These cities want to give grocery store workers hazard pay
Large grocery chains stopped giving their workers hazard pay for showing up to the job last year. Now, some cities on the West Coast are starting to require it as coronavirus cases rise and the vaccine rollout moves more slowly than anticipated.
Seattle and two cities in California, Long Beach and Montebello, have passed laws requiring that grocery stores, including chains such as Kroger, Albertsons, Whole Foods and Trader Joe’s, give their workers an extra $4 an hour in hazard pay. The measure in Montebello also requires drug stores like CVS and Walgreens to provide hazard pay to workers.
Union officials, labor experts and local officials say cities are stepping in where the federal government and the private sector have fallen short. They hope that the measures put more pressure on large grocers to reinstate hazard pay across their stores nationwide and prompt other cities to pass similar legislation.
The United Food and Commercial Workers Union, which represents 1.3 million workers in the grocery, meatpacking and food industries, says at least 134 grocery workers have died from the coronavirus and thousands have been infected.
“We see an increase in food purchases from grocery stores. But we haven’t seen a commensurate increase in pay…for those putting themselves in harm’s way,” Seattle City Councilmember Teresa Mosqueda, who introduced the city’s measure, said in an interview. “What we have seen is a delay in the vaccination going out, frontline workers continuing to experience higher rates of exposure and contracting Covid.”
Industry groups oppose such mandates. Ronald Fong, president of the California Grocery Association, said in an interview that the measures cities have passed will have “unintended consequences.”
“Grocers are going to have to raise prices on consumer products to be able to give these raises, or they’re going to have to cut shifts to make payroll,” he predicted.
Two major chains have made different moves in the past week.
On Tuesday, Trader Joe’s said that it was raising all of its workers’ pay temporarily to an extra $4 an hour, up from the additional $2 an hour they had been receiving for working in the pandemic. Trader Joe’s, however, is forgoing planned mid-year raises for employees, according to a person familiar with the company’s decision.
Earlier this week, Ralphs and Food 4 Less, which are owned by Kroger, announced they would close two stores in Long Beach. A Kroger spokesperson said the stores were struggling and the closures were a result of the “misguided decision” by the Long Beach City Council to “pick winners and losers” and require hazard pay for grocery stores in the city but not large retailers.
“Kroger’s decision is unfortunate for workers, shoppers and the company,” Kevin Lee, a spokesperson for Long Beach, said in a statement.
A ‘sizable’ bump
Other hazard pay measures are in the works. There are proposals in California cities ranging from Los Angeles to Berkeley to give $4 or $5 in extra pay to grocery workers.
But many of the mandates don’t cover workers at the biggest retailers in the country. The majority of the measures are targeted at stores that primarily sell food, so large retailers such as Walmart and Target that sell food and a wide range of goods are excluded. Additionally, those chains do not have stores in some of the cities where laws have passed or are being proposed and are thus not impacted. (Los Angeles, where a proposed bill would cover not only grocery, but also drug stores and big box chains, is an exception).

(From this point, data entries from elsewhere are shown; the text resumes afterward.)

PR #6370, opened 2026-05-04
Forbid changing `self` when a `leader` is defined

dureuill:
## Breaking change

This PR contains the following breaking change:

- When the `network` experimental feature is enabled, sending a `PATCH /network` to an existing remote of a network now responds with a HTTP 400 `network_invalid_self` error if a `leader` has been defined.

## Rationale

- Renaming a remote is not supported
- However, it might happen if a user sends a network payload meant for the leader to a different remote.
- This PR protects against this specific error by making it forbidden to change `self` once a leader has been defined.
- This PR does not fix the general issue of remote aliasing, which is tracked [here](https://linear.app/meilisearch/issue/SCA-297/solve-aliasing-problem) (internal discussion)

# Implementation

- Detect and reject the condition where a remote is renamed when a leader exists (already, or as a result of the new payload)
- Add integration test cases for this case and other error cases related to misconfiguration when a leader is present

## Generative AI tools

### DIFF
--- a/crates/meilisearch/src/error.rs
+++ b/crates/meilisearch/src/error.rs
@@ -142,6 +142,8 @@ pub enum MeilisearchHttpError {
     InvalidHeaderValue { header_name: &'static str, msg: String },
     #[error("This remote is not the leader of the network.\n  - Note: only the leader `{leader}` can receive new tasks.")]
     NotLeader { leader: String },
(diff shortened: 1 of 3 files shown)


Kerollmops (approved):
Looks good to me, thanks!

PR #6371, opened 2026-05-06
feat: add query to federated search metadata

StephaneRob:
## Description

This pull request add query to federated search metadata and doesn't impact search and multi search due to query presence in response.

## Generative AI tools

### DIFF
--- a/crates/meilisearch/src/search/mod.rs
+++ b/crates/meilisearch/src/search/mod.rs
@@ -1378,6 +1378,9 @@ impl FacetValue {
 #[serde(rename_all = "camelCase")]
 #[schema(rename_all = "camelCase")]
 pub struct SearchMetadata {
+    /// Query string set for the query. (federated search only).
+    #[serde(skip_serializing_if = "Option::is_none")]
+    pub query: Option<String>,
     /// Unique identifier for the query.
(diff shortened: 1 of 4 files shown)


ManyTheFish (dismissed):
LGTM

crates/meilisearch/src/search/mod.rs
```diff
@@ -1378,6 +1378,9 @@ impl FacetValue {
 #[serde(rename_all = "camelCase")]
 #[schema(rename_all = "camelCase")]
 pub struct SearchMetadata {
+    /// Query string set for the query. (federated search only).
```
dureuill:
```suggestion
    /// Query string set for the query, if not already present in the response.
    ///
    /// Only set if:
    ///
    /// 1. the metadata corresponds to a query in a federated search request, **and**
    /// 2. that federated search request query is not a placeholder search (empty or missing `q`)
    /// 
    /// Never set for regular search and non-federated multi-search because 
    /// the query(ies) are already present in the response.
```

dureuill (changes requested):
Minor clarification in the comment

dureuill (approved):
Thank you 🌈

PR #6375, opened 2026-05-11
Remote facet search

dureuill:
# Changelog

## Remote facet search

Meilisearch now has the ability to search across all shards of a network during facet search via the existing dedicated facet search route.

- If you are using the `network` experimental feature and have a `leader` defined for your network, **remote calls are now the default** for calls to `POST /indexes/{indexUid}/facet-search`
- The behavior can be controlled explicitly via the new `useNetwork` parameter of the [facet search object](https://www.meilisearch.com/docs/reference/api/facet-search/search-in-facets#body-facet-name).

# Implementation

The tests require to pass https://github.com/meilisearch/meilisearch/pull/6380

## Generative AI tools

### DIFF
--- a/crates/meilisearch/src/routes/indexes/facet_search.rs
+++ b/crates/meilisearch/src/routes/indexes/facet_search.rs
@@ -105,6 +105,35 @@ pub struct FacetSearchQuery {
     #[schema(required = false)]
     #[deserr(default, error = DeserrJsonError<InvalidFacetSearchExhaustiveFacetCount>, default)]
     pub exhaustive_facet_count: Option<bool>,
+    /// When `true`, runs the query on the whole network (all shards covered exactly once).
+    ///
+    /// When `false`, the query runs locally.
+    ///
+    /// When omitted or `null`, the default value depends on whether the sharding is enabled for the instance:
+    ///
+    /// - If the instance has sharding enabled (has a leader), defaults to `true`.
+    /// - Otherwise defaults to `false`.
+    ///
+    /// **Enterprise Edition only.** This feature is available in the Enterprise Edition.
+    ///
+    /// It also requires the `network` [experimental feature](http://localhost:3000/reference/api/experimental-features/configure-experimental-features).
+    ///
+    /// Values: `true` = use the whole network; `false` = local, default = see above.
+    ///
+    /// When using the network, the index must exist with compatible settings on all remotes.
+    #[schema(required = false)]
+    #[deserr(default, error = DeserrJsonError<InvalidSearchUseNetwork>)]
+    pub use_network: Option<bool>,
+}
+
+impl NetworkableQuery for FacetSearchQuery {
+    fn use_network_field(&mut self) -> &mut Option<bool> {
+        &mut self.use_network
+    }
+
+    fn has_remote(&self) -> bool {
+        false
+    }
 }
 
 #[derive(Default)]
@@ -137,6 +166,7 @@ impl FacetSearchAggregator {
             ranking_score_threshold,
             locales,
             exhaustive_facet_count,
+            use_network,
         } = query;
 
         Self {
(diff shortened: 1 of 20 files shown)


crates/meilisearch/src/routes/indexes/facet_search.rs
```diff
@@ -275,24 +311,275 @@ pub async fn search(
...
+            // true is left, false is right
+            |(remote, _)| Some(remote) == network.local.as_ref(),
+        );
+
+    let timeout = std::env::var("MEILI_EXPERIMENTAL_REMOTE_SEARCH_TIMEOUT_SECONDS")
+        .ok()
+        .map(|p| p.parse().unwrap())
+        .unwrap_or(25);
+
+    let deadline = before_search + std::time::Duration::from_secs(timeout);
```
ManyTheFish: I don't understand why we instantiate a deadline here in addition to the one that will be instantiated in `json_proxy` (L411). Shouldn't we use this deadline in `json_proxy` (L411) or rely on `json_proxy` to handle deadlines?

crates/meilisearch/src/routes/indexes/facet_search.rs
```diff
@@ -275,24 +311,275 @@ pub async fn search(
...
+                                    &index_uid,
+                                )
+                            })
+                            .transpose()?
+                    }
+                    None => None,
+                })
+            })
+            .collect();
+        let filters = filters?;
```
ManyTheFish: Using `filter_into_index_filter` will open indexes with the index scheduler depending on the foreign filters' needs.
We may open the same index multiple times if some queries have foreign filters referencing the same index.

[filters_into_index_filters](https://github.com/meilisearch/meilisearch/blob/44fffeca6806b4f3b9b667fa26719b8e0cae01b3/crates/index-scheduler/src/filter.rs#L103-L106) may be more suitable.

ManyTheFish (changes requested):
Some comments.

I have one concern regarding foreign filters.

In the PR implementation, the order is:
1) partitioning
2) send remote queries
3) resolve local queries
  3.1) parse and resolve filters (including foreign filters)
  3.2) resolve queries index by index
4) merge remote and local


This means that you are delaying the foreign filters resolution to each remote for their queries, and so, if we want to support remote foreign filters, each remote would have to query their friends to resolve the foreign filters, which is not what we want.

This is not a big deal for this PR, but I may need to move the foreign filter resolution earlier in the process in future PRs.

dureuill:
> This is not a big deal for this PR, but I may need to move the foreign filter resolution earlier in the process in future PRs.

Wondering if it would make sense to have at partitioning time?

crates/meilisearch/src/routes/indexes/facet_search.rs
dureuill: here there is a single "original filter", that we repeatedly clone and to which we simply append `_shard = some_shard_name`.

So IMO it would make sense to resolve the foreign filters even before the partitioning, on the original request, and then clone this resolved filter

crates/meilisearch/src/routes/indexes/facet_search.rs
dureuill: yes it looks redundant. Looking at the git history I think it might have been an issue when merging changes back to main

dureuill: It makes more sense to use a single global deadline set a the start than to reinitialize it for each request

dureuill: See https://github.com/meilisearch/meilisearch/pull/6375/changes/4f7ba148e48dfb1f4c7dbedf1d5e6ab67750ab62

ManyTheFish:
> Wondering if it would make sense to have at partitioning time?

What do you mean?

Something like, during the partitioning, we start by processing the foreign filter?

dureuill:
yes, but I went with a different approach for facet search: I'll be computing a single filter with a conjunction to a disjunction of all the shard filters, and turn that single filter into an index filter, once.

dureuill:
PR update incoming, I'm trying to get my tests to pass :-p

ManyTheFish (approved):
LGTM

PR #6382, opened 2026-05-14
fix: duplicated words in milli/indexer/write.rs and meilisearch option.rs

quyentonndbs:
Two one-line typo fixes for duplicated words in source comments:
- `crates/milli/src/update/new/indexer/write.rs` — "// Used by by the HannoySetVector to copy the embedding into an" → "// Used by the HannoySetVector to copy the embedding into an"
- `crates/meilisearch/src/option.rs` — "/// The size of the the multipart parts." → "/// The size of the multipart parts."

No code/behavior change.


Kerollmops (approved):
Thanks!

Despite the fact that some of the largest retail employers aren’t covered by the mandates, $4 and $5 hazard pay bumps are “sizable” and will have an “immediate, positive impact on grocery workers in the region,” said Molly Kinder, a fellow at the think tank Brookings Institution, who authored a report in November on worker pay at top retailers during the pandemic. For workers, hazard pay will also have a “positive psychological benefit of recognition for the value of their work and their sacrifices,” she said.
She predicts that the efforts in Seattle and California cities will lead to more cities and counties around the country mandating hazard pay for grocery workers. But she does not expect that Congress will take up similar legislation requiring hazard pay for grocery workers.
Momentum in cities for hazard pay comes months after it ended for most grocery workers. In the early stages of the pandemic, major grocers such as Kroger, Albertsons and Whole Foods, which is owned by Amazon, and Rite Aid offered their employees an extra $2 hazard pay for showing up to work. Other chains, such as Walmart, CVS and Walgreens provided cash bonuses for their workers instead of hazard pay. Hazard pay at those stores ended over the summer and since then many chains have provided their workers with additional rounds of cash bonuses.